Exercise details: Records follow. Copy every line with "Quaternion".

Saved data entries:
·····
PR #6270, opened 2025-08-10
Make cell links take cell rotation into account

dligr:

Makes intercellular connections take cell rotation into account. Otherwise the connections are completely misaligned (unless all cells have the same rotation)

**Related Issues**

--

**Progress Checklist**

      break existing features:
      members reviewing this PR)

### DIFF
--- a/src/multicellular_stage/systems/IntercellularMatrixSystem.cs
+++ b/src/multicellular_stage/systems/IntercellularMatrixSystem.cs
@@ -66,19 +66,31 @@ public sealed class IntercellularMatrixSystem : AEntitySetSystem<float>
 
         Vector3 targetRelativePos;
 
+        Quaternion ourRotation = Quaternion.Identity;
+        Quaternion targetRotation = Quaternion.Identity;
+
         if (parentEntity == colony.Leader)
         {
-            targetRelativePos = -entity.Get<AttachedToEntity>().RelativePosition;
+            var ourAttachedPosition = entity.Get<AttachedToEntity>();
+
+            targetRelativePos = -ourAttachedPosition.RelativePosition;
+            ourRotation = ourAttachedPosition.RelativeRotation;
         }
         else
         {
-            targetRelativePos = parentEntity.Get<AttachedToEntity>().RelativePosition
-                - entity.Get<AttachedToEntity>().RelativePosition;
+            var ourAttachedPosition = entity.Get<AttachedToEntity>();
+            var targetAttachedPosition = parentEntity.Get<AttachedToEntity>();
+
+            targetRelativePos = targetAttachedPosition.RelativePosition
+                - ourAttachedPosition.RelativePosition;
+
+            ourRotation = ourAttachedPosition.RelativeRotation;
+            targetRotation = targetAttachedPosition.RelativeRotation;
         }
 
         Vector3 pointA, pointB;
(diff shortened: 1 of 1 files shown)


src/multicellular_stage/systems/IntercellularMatrixSystem.cs
```diff
@@ -66,19 +66,31 @@ private static void AddIntercellularConnection(in Entity entity, ref Intercellul
 
         Vector3 targetRelativePos;
 
+        Quaternion ourRotation;
+        Quaternion targetRotation = Quaternion.Identity;
+
         if (parentEntity == colony.Leader)
         {
-            targetRelativePos = -entity.Get<AttachedToEntity>().RelativePosition;
+            var ourAttachedPosition = entity.Get<AttachedToEntity>();
```
hhyyrylainen:
```suggestion
            ref var ourAttachedPosition = ref entity.Get<AttachedToEntity>();
```
Components need to be fetched like this to avoid extra memory copies.

src/multicellular_stage/systems/IntercellularMatrixSystem.cs
```diff
@@ -66,19 +66,31 @@ private static void AddIntercellularConnection(in Entity entity, ref Intercellul
...
+
+            targetRelativePos = -ourAttachedPosition.RelativePosition;
+            ourRotation = ourAttachedPosition.RelativeRotation;
         }
         else
         {
-            targetRelativePos = parentEntity.Get<AttachedToEntity>().RelativePosition
-                - entity.Get<AttachedToEntity>().RelativePosition;
+            var ourAttachedPosition = entity.Get<AttachedToEntity>();
+            var targetAttachedPosition = parentEntity.Get<AttachedToEntity>();
```
hhyyrylainen: Same here

src/multicellular_stage/systems/IntercellularMatrixSystem.cs
```diff
@@ -106,30 +118,33 @@ private static void AddIntercellularConnection(in Entity entity, ref Intercellul
...
-        Vector2 offset2D = new Vector2(membraneBOffset.X, membraneBOffset.Z);
-
         float min = float.MaxValue;
-        Vector2 pointA = Vector2.Zero;
-        Vector2 pointB = offset2D;
+        Vector3 pointA = Vector3.Zero;
+        Vector3 pointB = membraneBOffset;
         foreach (var a in membraneA.Vertices2D)
         {
+            var rotatedA = new Vector3(a.X, 0.0f, a.Y);
```
hhyyrylainen: Why is this variable called "rotated" because no matter how much I look at the math, I cannot see how this is any kind of rotated vector. It just looks like a plain vector with increased dimensions.

hhyyrylainen: Maybe this just be called `convertedA` ?

hhyyrylainen (changes requested):
Functionally this seems fine, but there's a few small code related things to fix.

src/multicellular_stage/systems/IntercellularMatrixSystem.cs
dligr: Yeah, the vector really isn't rotated (it was in the first approach, that's where the name is from). `convertedA` should be a good alternative.

hhyyrylainen (approved):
·····
Solution:
+        Quaternion ourRotation = Quaternion.Identity;
+        Quaternion targetRotation = Quaternion.Identity;
+        Quaternion ourRotation;
+        Quaternion targetRotation = Quaternion.Identity;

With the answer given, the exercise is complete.